Portrait of a Lady on Fire (2019)

Marianne, the artist and main character of Céline Sciamma’s Portrait of a Lady on Fire, invites us to know her immediately. Look at the way I sit, she says. Take time to look at me while I pose. Look at the way I hold my hands, she says, before her fist involuntarily clenches at the sight of an old painting of hers. A scene later Marianne is no longer posing, but we take time to look at her face when she sees her painting equipment go over the side of a boat. We see her foot find purchase on the boat’s edge, we see the briefest flicker of uncertainty, and we feel we know her a little better when she dives into the water.

How well can one really know another, though? Even under constant observation, even if the subject is unaware of the observer’s gaze, can that space between ever fully be bridged? Sciamma’s Portrait, a brilliant and surefooted romance captured passionately onscreen, asks this of Marianne (Noémie Merlant) and Héloïse (Adèle Haenel). The latter is introduced first under a figurative veil of secrecy — we’re told that the last painter who attempted Héloïse’s portrait was “unable to finish” — and then under a literal one, provided by a black cloak and a series of obscure camera angles. We’re with Marianne the whole time, wondering about Héloïse and her secrets.

In actuality, though, everything we hear about Héloïse ends up being the simple truth. Having recently left the convent, Héloïse’s sheltered life is now pivoting suddenly to a betrothed marriage of which she wants no part. The completion of a portrait of her is one of the last things she’ll do as a “free woman” (a phrase which the film calls into question), and so Marianne is tasked with painting her without her knowing. Despite having observed and lived with Marianne extensively before ever catching a glimpse of her subject, the painter’s secret is actually more significant than Héloïse’s. We just happen to be in on it.

Portrait of a Lady on Fire feels like a secret in and of itself. The film debuted at the Cannes Film Festival back in May, taking home several awards including Best Screenplay, but it’s only now getting a meaningful theatrical release in the States. The lucky few who got to see it last year spoke about it with reverence, hailed it as a masterpiece, and awarded it pole position on their year-end Top 10 lists. I remember a filmgoer I met at a festival in November telling me that his third-favorite film of the year was The Lighthouse and the second was Parasite. I waited, then gave him the satisfaction: “What’s first?” He glanced around furtively as if divulging the location of a lost treasure: “Portrait of a Lady on Fire.”

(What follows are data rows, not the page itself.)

PR #161, opened 2026-04-30
Add Compared With and Compare Notes properties to Memories schema

Iron-Ham:
Implements [issue 0.9.0/02](Phase-1/02-add-compared-with-relation-property.md). Foundation for the conflict-detection feedback loop introduced by 0.9.0's engram-borrow workstream A. Adds two scoped property additions to the Memories DB so the upcoming `lore-memory action='compare'` (#05) and `lore conflicts scan` (#09) have a place to record verdicts and skip already-judged pairs.

## Summary

- **`Compared With`** (`single_property` self-relation) — lists memory ids this memory has been judged against. Set membership encodes "have these two been judged?" The next scan filters pairs where either side names the other.
- **`Compare Notes`** (`rich_text`) — append-only NDJSON audit trail with one JSON line per `compare` call: `{"verdict": ..., "target": ..., "reason": ..., "judgedAt": ..., "promptVersion": ...}`. The Notes column carries the reasoning the relation column doesn't.

Both properties are pure schema additions — no agent-observable surface change until #05 + #09 wire the columns.

## Why two columns and not a fifth database

A relations DB would violate the "keep the four-database schema stable" rule from `CLAUDE.md`. Two scoped Notion properties cover both needs (skip-already-judged + verdict-reason auditability) without touching the database count.

## Helpers in `src/core/memory.ts`

- `COMPARE_NOTES_MAX_CHARS = 8000` — total serialized-NDJSON cap.
- `appendCompareNote(existing, entry)` — appends one entry, **throws on overflow** with a documented message naming the cap so over-compared memories surface to the operator instead of silently truncating the audit trail.
- `encodeCompareNotesRichText(notes)` — chunks NDJSON into 1900-char text sub-blocks (100-char defensive margin under Notion's 2000-char per-block ceiling).
- `decodeCompareNotesRichText(prop)` — joins all sub-blocks back into one NDJSON string via the existing `extractRichText` pattern.

## `single_property` not `dual_property`

Lore's existing self-relations (`Supersedes`, `Affects`) use `single_property`. `Compared With` matches the convention so #05's calling code takes responsibility for symmetric writes (when memory A names B in `Compared With`, #05 explicitly issues a parallel `pages.update` adding A to B's `Compared With`). Documented in the new schema comment so #05 doesn't drop a half-written verdict.

## Files affected

- `src/notion/schema.ts` — `Compare Notes` in `memoriesProperties()` scalar block; `Compared With` in `memoriesSelfRelationProperties()` and the conditional self-relation block; `buildMemoryProps()` accepts the optional fields.
- `src/types.ts` — `Memory` gains `comparedWith: string[]` and `compareNotes: string`.
- `src/core/memory.ts` — `pageToMemory` extracts both fields; new `appendCompareNote`, `encodeCompareNotesRichText`, `decodeCompareNotesRichText`, `COMPARE_NOTES_MAX_CHARS`, `CompareNoteEntry`, and `CompareNotesTextChunk` exports.
- `src/notion/schema.test.ts` — pins both properties on three-arg and two-arg overloads, the `single_property` shape on `memoriesSelfRelationProperties`, and `buildMemoryProps` round-trips.
- `src/notion/setup.test.ts` — drift-detection pins for `Compare Notes` and `Compared With` (mirrors the existing 0.7.0/07 + 0.8.0/01 patterns).
- `src/notion/extractors.ts` — no change needed; `extractRichText` and `extractRelationIds` already cover the new columns with safe legacy defaults.
- `src/core/memory.test.ts` — `pageToMemory` round-trip tests; `appendCompareNote` first-write / append / overflow / boundary tests; `encodeCompareNotesRichText` chunk-boundary tests; `decodeCompareNotesRichText` multi-block reads + missing-column default.
- 17 test files updated to add `comparedWith: []` and `compareNotes: ""` to their `Memory`/`TaskSummary`/`DecisionSummary` fixture builders. Mechanical breadth — no behavior change.

## Acceptance criteria

- [x] `extractMemoryProperties` returns `comparedWith: []` and `compareNotes: ""` for legacy rows (verified by `pageToMemory` test).
- [x] `buildMemoryProps({ comparedWith, compareNotes })` round-trips through `pageToMemory`.
- [x] `appendCompareNote(existing, entry)` ≤ cap returns appended NDJSON.
- [x] `appendCompareNote` throws with the documented overflow message naming `COMPARE_NOTES_MAX_CHARS` when total length would exceed the cap; permits exactly-at-cap appends.
- [x] `encodeCompareNotesRichText("a".repeat(3000))` returns exactly two text sub-blocks (1900 + 1100). Empty input returns `[]`.
- [x] `decodeCompareNotesRichText` joins sub-blocks back into one string identical to the original; round-trip property tested across the 1900-char chunk boundary.
- [x] Drift detection (`migrateVaultSchema`) surfaces both columns on a pre-0.9.0 vault.
- [x] Existing test suite passes — 1955 tests, no agent-observable behavior change yet.

## Coordination

Independent of #01 (different functions in `schema.ts`); the single-line conflict on `memoriesProperties()`'s scalar block (both #01 and #02 add scalar properties) is a trivial late-merger rebase. `Compare Notes` is positioned immediately before `Review By` so #01's `Topic Key` slots in adjacent per the spec ordering. Independent of #03 (different file) and #04 (doc-only).

## Version bump

Delegated to #13. New schema columns are agent-observable once #05 / #09 wire them, but this PR alone is invisible.

## Test plan

- [x] `npm run lint` passes
- [x] `npm run test` passes (1955 tests, all green)
- [x] `npm run build` succeeds (ESM + DTS)
- [ ] After #05 lands: end-to-end test that a `compare` verdict writes both `Compared With` (symmetric) and `Compare Notes` correctly (deferred to #05's PR).


Iron-Ham (commented):
**Verdict: ship-with-fixes.** Schema additions are correctly partitioned, drift detection is wired in both required spots, and the `appendCompareNote` cap-then-throw posture is sound. Two issues are worth addressing before merge — one a real footgun for #05 (the `buildMemoryProps` write path can't safely round-trip the full 8000-char NDJSON), one a near-certain mechanical merge break with #160.

---

### Blockers

**1. `buildMemoryProps` for `compareNotes` is unsafe for any string ≥2000 chars** — `src/notion/schema.ts:949-953`

```ts
if (input.compareNotes !== undefined) {
  props[\"Compare Notes\"] = {
    rich_text: [{ text: { content: input.compareNotes } }],
  }
}
```

The helper accepts up to `COMPARE_NOTES_MAX_CHARS = 8000` chars but emits a SINGLE `text` block. Notion's per-block ceiling is 2000 chars (the same ceiling `encodeCompareNotesRichText`'s 1900-char defense exists for). The first time a memory accumulates ~13 NDJSON entries, this branch produces a Notion-rejected payload — and the rejection lands at runtime on #05's compare-write path, not at any test boundary in this PR.

The docstring at `src/notion/schema.ts:944-948` acknowledges this: *\"callers that need the chunked form assemble the property value directly.\"* That's a trap. `buildMemoryProps` is the documented write path for every other Memory column; #05's author will reach for it, the typecheck won't catch the mismatch, and the bug surfaces only when a vault exercises a heavy comparator.

Either:
- Have the `compareNotes` branch call `encodeCompareNotesRichText(input.compareNotes)` so the chunked write is the only write, OR
- Remove the `compareNotes` parameter from `buildMemoryProps` entirely and force the call site to assemble `Compare Notes` directly. The asymmetry then becomes visible at every consumer rather than buried inside the helper.

The first is the smaller change and matches the rest of `buildMemoryProps`'s ergonomic contract; the test at `src/notion/schema.test.ts:849-856` updates from `[{ text: { content: ndjson } }]` to whatever `encodeCompareNotesRichText` produces.

**2. Mechanical merge collision with #160 on the insertion-order pin** — `src/notion/schema.test.ts:752-762`

```ts
it(\"places Compare Notes immediately before Review By on the fresh-vault config\", () => {
  ...
  expect(reviewByIdx).toBe(compareNotesIdx + 1)
})
```

PR #160 lands the same fixture-style pin for `Revision Count`:

```ts
expect(reviewByIdx).toBe(revisionCountIdx + 1)  // PR #160
```

Both pins claim the slot immediately before `Review By`. Whichever PR lands second gets a red test on a clean rebase — the symptom is one expectation, but the upstream cause is that *both* PRs unilaterally claim the position-immediately-before-`Review By`, so the late-merger has to decide explicitly: does `Compare Notes` slot before or after `Revision Count`? Decide now and pin accordingly. The current pin reads as if #02 lands alone; the PR description correctly names this as \"trivial late-merger rebase,\" which is true, but the trivial fix is absent from the PR.

Suggested resolution: when this PR rebases on a #160-merged main, change the pin to assert `Compare Notes` is positioned between `Revision Count` and `Review By` (or wherever the spec ordering lands it), and document the spec-ordered cluster `Confidence Score → Topic Key → Revision Count → Compare Notes → Review By` in the schema comment.

---

### Suggestions

**3. `decodeCompareNotesRichText` adds no value over `extractRichText`** — `src/core/memory.ts:493-497`

```ts
export function decodeCompareNotesRichText(
  prop: PageObjectResponse[\"properties\"][string] | undefined,
): string {
  return extractRichText(prop)
}
```

It's a one-line passthrough wrapper. The docstring even says \"reuses the existing `extractRichText` pattern.\" The asymmetry argument (encode is non-trivial, so decode should mirror it) is weak — read-side callers already use `extractRichText` everywhere else in `pageToMemory`. Two paths to consider:

- Remove `decodeCompareNotesRichText`, delete its dedicated tests at `src/core/memory.test.ts:326-374`, and let consumers use `extractRichText(props[\"Compare Notes\"])` directly. The encode helper carries its weight; the decode wrapper does not.
- If you want symmetry, document the contract that decode IS a passthrough today but lives separately so a future per-cell ceiling change has a single point to fold the new logic into.

I'd remove it. YAGNI.

**4. `compareNotes: \"\"` write semantic is plausibly wrong** — `src/notion/schema.ts:949-953`

The PR pins:

```ts
expect(built[\"Compare Notes\"]).toEqual({
  rich_text: [{ text: { content: \"\" } }],
})
```

…as the \"explicit clear\" emission for `compareNotes: \"\"`. Compare to `encodeCompareNotesRichText(\"\") → []`, the documented \"clear cell\" shape per the helper's docstring. The two should agree. Right now one path emits `[{ text: { content: \"\" } }]` and the other emits `[]`; on read both extract to `\"\"` so behaviorally it's a wash, but the divergence will silently break a future caller diffing the property write payloads (test snapshots, audit log, etc.).

If issue #1 above is fixed by routing through `encodeCompareNotesRichText`, this falls out for free — both paths emit `[]`. If #1 is fixed the other way (remove `compareNotes` from `buildMemoryProps`), this whole branch goes away.

**5. `if (input.comparedWith)` is too permissive on `null`** — `src/notion/schema.ts:940-942`

The branch is:

```ts
if (input.comparedWith) {
  props[\"Compared With\"] = { relation: input.comparedWith.map((id) => ({ id })) }
}
```

The type signature is `comparedWith?: string[]`, so `null` isn't reachable through the type — but `supersedesIds` / `affectsIds` use the same idiom and the existing tests pin it, so following precedent here is correct. Just calling out that it's worth a one-line comment that empty array IS a deliberate clear and `undefined` IS \"leave the column untouched\" — the same comment that exists for `confidenceScore` at line 533-536. The current PR description names this contract correctly; surfacing it in the source comment would prevent a future reader from \"normalizing\" the truthy check to `!== undefined` and silently changing the clear semantics.

**6. Symmetric-write contract for `single_property` is documented in code, but not in `src/core/AGENTS.md`** — the spec calls this out explicitly at `02-add-compared-with-relation-property.md:312`: *\"Document the symmetric-write requirement in `src/core/AGENTS.md` so #05 and any future consumer doesn't drop a half-written verdict.\"*

The PR adds the `single_property` rationale comment in `schema.ts:910-917` but does not update `src/core/AGENTS.md`. Easy add and fulfills the spec's acceptance contract. One paragraph next to the existing self-relation discussion, naming the dual-write requirement and the kill-switch shape (#05 is responsible for both sides; a half-written verdict surfaces as one-side-only and `lore conflicts scan` will silently re-judge the pair).

---

### Nits

**7. Drift-detection coverage for the conditional self-relation branch is implicit** — `src/notion/schema.ts:226-232`

The conditional branch in `memoriesProperties` (the three-arg shape) duplicates the self-relation declaration in `memoriesSelfRelationProperties`. This duplication exists for `Supersedes` / `Affects` already, so it's precedent-following, but a single source-of-truth would prevent future drift. Out of scope for this PR — flag as DEFERRED if it isn't already tracked.

**8. The 8000-char cap docstring overstates capacity** — `src/core/memory.ts:399-403`

The PR description claims \"~50 verdicts per memory\" at 8000 chars / 150 chars-per-entry; the spec at `02-add-compared-with-relation-property.md:316-320` says \"~100 entries.\" The discrepancy is in the assumed per-entry length. 150 chars is realistic for the documented schema (`verdict + targetId + 200-char reason + metadata`), so the docstring is correct and the spec is optimistic. Keep the docstring number; flag the spec's `~100` as outdated when this PR merges so the next drafter doesn't reuse the number.

**9. Test coverage is thorough; one boundary case to consider** — `src/core/memory.test.ts:289-298`

The cap-boundary test covers `total = COMPARE_NOTES_MAX_CHARS`. Consider one more: `total = COMPARE_NOTES_MAX_CHARS - 1` (one byte under) and `total = COMPARE_NOTES_MAX_CHARS + 1` (one byte over) — the documentation contract says \"only `>` triggers the throw\" and the test asserts `=` is allowed, but doesn't pin `<` and `>` explicitly. Three-line addition.

---

### What's good

- Self-relation partition is correct: `Compared With` is added to BOTH `memoriesSelfRelationProperties()` (the post-creation patch path) AND the conditional branch at `memoriesProperties:226-232` (the migration path). Drift detection on a pre-0.9.0 vault correctly surfaces the missing column via the test at `src/notion/setup.test.ts:982-1018`.
- `single_property` choice matches existing precedent (`Supersedes`, `Affects`) and the schema comment at `src/notion/schema.ts:910-917` correctly names the symmetric-write requirement for #05.
- `appendCompareNote` cap-then-throw is the right call. Truncation would silently corrupt the audit trail; the operator-facing error names the cap value so they can decide whether to widen or consolidate.
- Extractors degrade cleanly on legacy rows — `extractRichText(undefined) → \"\"` and `extractRelationIds(undefined) → []` are the documented contracts and the `pageToMemory` round-trip test at `src/core/memory.test.ts:189-247` pins them.
- 17 fixture builder updates is mechanical breadth, but the PR ships them all in one commit. Future contributors won't bisect through a half-migrated state.

The 1955-test green pass corroborates that no existing behavior shifts. This PR is the right shape for what #05 and #09 will need.

Iron-Ham:
Thanks for the thorough review. All issues addressed in `dd8b472`. Summary of changes:

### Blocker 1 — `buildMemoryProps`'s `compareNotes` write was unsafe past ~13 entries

Sciamma’s film is a story about two individuals fleetingly becoming one before tragically separating again. And so the filmmaking, like Marianne‘s painting, reflects the life of its subjects. Marianne and Héloïse rarely share the frame in the first act; the sole instance is one wherein Marianne repeatedly obscures our view of Héloïse:

Portrait of a Lady on Fire (2019)

Later, a behind-the-shoulder tracking shot follows Héloïse before an identical instance follows Marianne. But once the two grow closer they share the screen more and more, with the first occurrence framed as if a portrait unto itself. Héloïse even notes their interchangeability:

Portrait of a Lady on Fire (2019)

Nearing the film’s end, a moment of true symmetry is couched into a pivotal scene. Marianne and Héloïse are lying in bed, facing each other, the bird’s-eye camera looking down on them from above. Marianne tells Héloïse about the first time she wanted to kiss her, and Héloïse alludes to the same, hinting at her own moment, about to release it into the space between them…

Portrait of a Lady on Fire (2019)

She never does. The scene cuts and from that point Marianne and Héloïse have precious few moments left together. There’s a severe and intentional feeling of incompleteness in the last act of Portrait, unrequited secrets, love left hanging. That promise of symmetry and Portrait’s building toward lends power to what might have on the page been a more rote romance. The beginning of the film has a bookend, a “present-day” framing device that seems as if Marianne is relating the plot to us. But at the end of Portrait there’s no second bookend, no neat finish, no symmetry.

“How do we know when it’s done?” Héloïse asks of her portrait. “At one point,” shrugs Marianne, “we just stop.” That seems too quaint for Sciamma’s achievement here, which breathes confidence in every frame, every character, every exchange. Even the film’s nearly-symmetrical poster (above) probes the space between two people, a painted fire uniting them. It’s the rare film that reaches beyond itself regardless of where your focus might be; amidst this conversation revolving around visual and narrative symmetry, Pinnland Empire highlights Portrait‘s symmetry with another film entirely in Bergman’s Persona. You could do this kind of deep diving ad nauseam with Sciamma’s film, albeit in the shadow of that everpresent question: after all of that observation and investigation, could you ever fully know it? Perhaps not. But Portrait of a Lady on Fire will undoubtedly have moved you along the way. And some yet-to-be-discovered secrets might be what makes you fall in love.